**Exercise requirements**
Transcribe exactly the line that contains "approvals: clarify Phase" and each line that comes after it in the material, the last line included, and nothing more.

**Supplied material**
#####
Issue #833, opened 2026-05-08
approvals: clarify Phase 1 kernel verdict is audit-only, not enforcing


mekenthompson:
Per reviewer of #830: the kernel `record` calls in vd:unlock dual-dispatch are advisory — a kernel-deny verdict does NOT actually block the legacy unlock path. Only the audit log gains the kernel row.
#####
**Output of the task**
approvals: clarify Phase 1 kernel verdict is audit-only, not enforcing


mekenthompson:
Per reviewer of #830: the kernel `record` calls in vd:unlock dual-dispatch are advisory — a kernel-deny verdict does NOT actually block the legacy unlock path. Only the audit log gains the kernel row.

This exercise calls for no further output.